The same goes for the so-called ‘middle class’ – not the poorest citizens, who are kept afloat by Democrat policies and vote accordingly, but middling workers who, despite working hard, are experiencing declining living standards and feel pessimistic about the future (a parallel here to Brexit). Certainly, some of their grievances may take a racialized form as they blame immigrants or minorities. But what alternative form did Clinton suggest that it take? Unlike Bernie Sanders, who promoted an explicitly class-based framework, it is impossible to say what Clinton offered these people, because she barely addressed their concerns. Clinton has been a leading figure in an increasingly technocratic political class that, since the 1980s, has largely ignored working people, abandoning them to the mercies of the free market, neoliberal trade deals, and stagnating real wages, while cosying up to Wall Street and billionaire donors. ‘Middle-class’ voters would be foolish to believe that Trump would do much differently, but nor can they reasonably have much faith that Clinton will depart from form. Her elitist disdain for Trump’s ‘basket of deplorables’ simply compounded her enormous distance from ordinary voters.

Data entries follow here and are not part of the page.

Issue #322, opened 2015-10-24
Make IO-parallelism configurable


episource:
**Restic version:**  5de36df 
**Observed behavior:**
IO-parallelism is hard coded. E. g. [defaultParallelism = 40 (checker.go:50)](https://github.com/restic/restic/blob/5de36dfdf09726287521f47b20b0c80a682c2a37/checker/checker.go#L50).

The hard coded parallelism might be well chosen for solid state disks, but is not always benefical and could slow down IO-operations or cause other issues. In practice I'm observing issues checking a repository on a samba/cifs mounted network location: IO errors due to NT_STATUS_INSUFF_SERVER_RESOURCES. Reducing [defaultParallelism (checker.go:50)](https://github.com/restic/restic/blob/5de36dfdf09726287521f47b20b0c80a682c2a37/checker/checker.go#L50) solves these issues but requires code changes.

**Expected behavior:**
IO-Parallelism should be configurable with a command line parameter. E. g. `restic --max-parallel-io 10 [...]`. This option should be available for backup, restore and check operations.

**Related:** Reducing IO parallelism might also resolve #313. Exhausting resource consumption as reported in #300, #316, #298 might also be related to high IO-parallelism.

fw42:
Instead of exposing this to the user with a configuration parameter, I think it would be more useful to try to come up with an (automatic) way of determining an ideal value. This needs to be a sane (potentially automatic) default, but most users can't make an educated choice for this value by themselves and it will just make the command line user interface more confusing, imho.

episource:
Consider splitting help output into a reduced basic and an advanced section: `restic help` shows a reduced basic help text where as `restic help --advanced` shows all available options. Any user happy with restic's defaults reads the reduced help section, only.

fw42:
"Advanced settings" are a total anti-pattern, in my opinion. Sane defaults and convention over configuration are much more useful and lead to better usability in the long-term, in my experience.

fd0:
I also don't like "advanced settings", however tempting that may be. I see you point @episource that there should be a way to either manually or automatically select the IO parallelism. #313 is not affected because the fuse backend doesn't limit the amount of parallel IO operations, that comes from the kernel.

julianbrost:
We recently into the same issue on a VM host which doesn't have too much spare I/O performance. Running restic with its default parallelism (which now is 10) results in a significant overall performance degradation.

[...]

PR #3028, opened 2020-10-18
Reveal archiver's concurrency options to backend command

### LINKED ISSUE #2204: rclone parallel uploads
Output of `restic version`
--------------------------
restic 0.9.4 (v0.9.4-37-g7b8d1dc0) compiled with go1.11.4 on linux/arm64

uploading more files in parallel through rclone.

What are you trying to do?
--------------------------

restic uploads 4 files in parallel through rclone. Due to some weird limitations on the remote storage, they only allow 500kb speed or so per file uploaded, however, if we increase the number of parallels connections we can use more bandwidth and reduce backup time (tested and confirmed with rclone sync).

Example of current rclone uploads to Jotta Cloud (just as an example, it can be with oneDrive, hubic, opendrive, b2, etc...) command used:

`restic  backup /srv/dev-disk-by-label-DATAdroid  --exclude-file=/root/filter.restic -v -v  --repo rclone:oDroid-Jotta:/restic/dataDroid -o rclone.connections="10"   -o rclone.args="serve restic --stdio --rc --rc-addr localhost:5582 --rc-no-auth --config /root/.config/rclone/rclone.conf --log-file /mnt/cache/log/restic.jotta -v --transfers 10 --stats=20s"`

achieving the following output...

```
Transferred:        1.307G / 1.316 GBytes, 99%, 1.616 MBytes/s, ETA 5s
Errors:                 0
Checks:                 0 / 0, -
Transferred:          275 / 279, 99%
Elapsed time:    13m48.1s
Transferring:
 *     data/45/45a7f45c3de3…0be968fb3887a4f3316f:  7% /4.005M, 163.955k/s, 23s
 *     data/4a/4a9a4b16f1a9…668a9089f9602d2c731e: 27% /4.593M, 451.721k/s, 6s
 *     data/97/97965e0121dc…c76f0b070a9b9876f7d4: 97% /4.146M, 565.974k/s, 0s
 *     data/e4/e4562dd9205e…1dfd2c0b293fa66dfc4b: 54% /4.599M, 520.954k/s, 4s
```

how it should be...

as many files as the parameter rclone.connections (10 in this command), or a new parameter, is set up, so then we could be uploading 10 files (instead of our current 4, the default by rclone with no modifiers) reducing the time of the backups.

I have seen in the code (restic/internal/backend/rclone/config.go), we can configure the number of connections, however, that does not change the number of uploads through rclone.

`Connections uint option:"connections" help:"set a limit for the number of concurrent connections (default: 5)"`

and in 

```
func NewConfig() Config {
        return Config{
                Connections: 5,
        }
}
```
Nevertheless, I guess above configurations are more about the number of connections to rclone rather than the amount of files to be uploaded in parallel. am I right?

I am starting to use this great piece of software and I guess that can help me to keep my data safe, I would really like the idea of having a software fully customizable. Please, allow setting up a new parameter that will be the amount of parallels files to be uploaded. We can then extensively use more bandwidth uploading more files.

I have a lot of experience uploading backup to cloud storage providers, and is very annoying having enough bandwidth to upload 1Tb in less than 12hours and spend 3 days or more in doing so....
 
(1Tb of data to be uploaded to jotta through restic/rclone is taking 170hours).

Keep doing such a good stuff!!, you rock!

aspcartman:
This PR adds an ability to set the `archiver.Options` values in `backup` command. There are three options:

```go
// Options is used to configure the archiver.
type Options struct {
	// FileReadConcurrency sets how many files are read in concurrently. If
	// it's set to zero, at most two files are read in concurrently (which
	// turned out to be a good default for most situations).
	FileReadConcurrency uint

	// SaveBlobConcurrency sets how many blobs are hashed and saved
	// concurrently. If it's set to zero, the default is the number of CPUs
	// available in the system.
	SaveBlobConcurrency uint

	// SaveTreeConcurrency sets how many trees are marshalled and saved to the
	// repo concurrently.
	SaveTreeConcurrency uint
}
```

And there were no ability to alter them any how. They were always set to defaults. I added those three fields to the `backupOptions` struct. Now you can set them as `--file-read-concurrency=20`, `--save-blob-concurrency=20` and `--save-tree-concurrency=20` in `backup` command.

The purpose of those changes is to allow parallel uploads of more than 2 files when using rclone (#2204). Increasing the parallelism dramatically increases the speeds of the upload for unstable and rate limited connections and rclone backends that tend to hang.

For example YandexDisk backend hangs after the upload completes to calculate the hash sum of the file, and only then responds to the POST request. The larger the file - the longer it hangs. Uploading 5mb photos in 10 threads leads to 8 threads stuck on 100%, waiting for the response, and only 2 threads actually working most of the time.

Restic provides us with the `rclone.connections` option, yet increasing it doesn't change the fact that the archiver works with 2 file uploads at a time by default. 

The following command works ten times faster now:
```
restic -r rclone:yd:Restic -o rclone.connections=20 -o rclone.args="serve restic --stdio --b2-hard-delete --drive-use-trash=false --transfers=20" backup --file-read-concurrency=20 --save-blob-concurrency=20 ~/Music
```

Closes #2204 

Checklist
---------

- [ ] I have enabled [maintainer edits for this PR](https://help.github.com/en/github/collaborating-with-issues-and-pull-requests/allowing-changes-to-a-pull-request-branch-created-from-a-fork)

### DIFF
--- a/cmd/restic/cmd_backup.go
+++ b/cmd/restic/cmd_backup.go
@@ -96,6 +96,10 @@ type BackupOptions struct {
 	TimeStamp               string
 	WithAtime               bool
 	IgnoreInode             bool
+
+	FileReadConcurrency uint
+	SaveBlobConcurrency uint
+	SaveTreeConcurrency uint
 }
 
 var backupOptions BackupOptions
@@ -129,6 +133,10 @@ func init() {
 	f.StringVar(&backupOptions.TimeStamp, "time", "", "`time` of the backup (ex. '2012-11-01 22:08:41') (default: now)")
 	f.BoolVar(&backupOptions.WithAtime, "with-atime", false, "store the atime for all files and directories")
 	f.BoolVar(&backupOptions.IgnoreInode, "ignore-inode", false, "ignore inode number changes when checking for modified files")
+
+	f.UintVar(&backupOptions.FileReadConcurrency, "file-read-concurrency", 0, "sets how many files are read in concurrently by archiver (default: 2)")
+	f.UintVar(&backupOptions.SaveBlobConcurrency, "save-blob-concurrency", 0, "sets how many blobs are hashed and saved concurrently by archiver (default: runtime.NumCPU())")
+	f.UintVar(&backupOptions.SaveTreeConcurrency, "save-tree-concurrency", 0, "sets how many trees are marshalled and saved to the repo concurrently by archiver (default: save-blob-concurrency * 20)")
 }
 
 // filterExisting returns a slice of all existing items, or an error if no
@@ -575,7 +583,11 @@ func runBackup(opts BackupOptions, gopts GlobalOptions, term *termstatus.Termina
 	}
 	t.Go(func() error { return sc.Scan(t.Context(gopts.ctx), targets) })
 
-	arch := archiver.New(repo, targetFS, archiver.Options{})
+	arch := archiver.New(repo, targetFS, archiver.Options{
+		FileReadConcurrency: backupOptions.FileReadConcurrency,
+		SaveBlobConcurrency: backupOptions.SaveBlobConcurrency,
+		SaveTreeConcurrency: backupOptions.SaveTreeConcurrency,
+	})
 	arch.SelectByName = selectByNameFilter
 	arch.Select = selectFilter
 	arch.WithAtime = opts.WithAtime


MichaelEischer:
I think this PR solves the wrong problem in the wrong way: There's no point in manually setting SaveTreeConcurrency, once #2696 is fixed, it will be fixed at `GOMAXPROCS`. #2696 will also allow choosing the number of concurrent uploads independent of the file read and blob save concurrency. See #2750 for further discussions on that topic.

In addition restic should automatically adjust the number of uploads to the backend concurrency limit set via `-o rclone.connections=20`, there's no need to specify that manually.

aspcartman:
@MichaelEischer I don't seem to understand your point : ) Mentioned #2696 is an issue, not a PR. I don't see any fixes anywhere.

My point is dramatically simple: 
FileReadConcurrency=2 - backup takes 1.5 hour. 
FileReadConcurrency=20 - 8 minutes. 
A user needs a command line option to change this value.

> restic should automatically adjust the number of uploads to the backend concurrency limit set via -o rclone.connections=20, there's no need to specify that manually.

I don't see such code in the repo, restic doesn't do that. And the number of concurrent connections != number of concurrent uploads.

MichaelEischer:
@aspcartman I was mostly speaking how the backup should work and not how it does right now. We can't just add cli options which aren't useful for much longer than a few month (hopefully). There is no PR to fix #2696 right now; currently I'm busy with reviewing the prune optimizations.

I don't doubt that manually increasing the number of file reader and blob savers improves performance in your case, but that is merely a hack not a proper solution. `-o rclone.connections=20` should be the only option that has to be set, the rest should automatically do the right thing. Please take a look at #2750 for a discussion of some of the concurrency options and also at #322.

MichaelEischer:
Closing as sort of duplicate of #2750.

The 2016 US presidential election, then, is a sad story of the hollowing out of America’s representative democracy. The rot was halted temporarily by Obama’s promise of hope and change, but resumed quickly enough. The so-called ‘Grand Old Party’ could not generate a single serious candidate to rival a perma-tanned reality TV star, and even this wild populist could not maintain – let alone increase – Republican support. And the best the Democrat establishment could field was someone loathed by much of the electorate. A hundred million Americans felt so divorced from the political process, so unrepresented by either political party, that they could not bring themselves to vote for anyone. The result is a president that only a small minority of American voters actually wanted.

Of course, it may still be objected that it is all very well for white workers to abstain; thanks to their ‘white privilege’ they won’t bear the brunt of Trump’s nasty policies. While those pushing this line still struggle to explain (i.e. conveniently ignore) the millions of non-white voters supporting Trump, the more important response is this: in a democracy, a settlement that serves the interests of minorities cannot be created without simultaneously appealing to the interests of the majority. For this reason, fragmented identity politics won’t do. An inclusive socialist platform, capable of appealing to workers of all sexes and ethnicities, remains essential.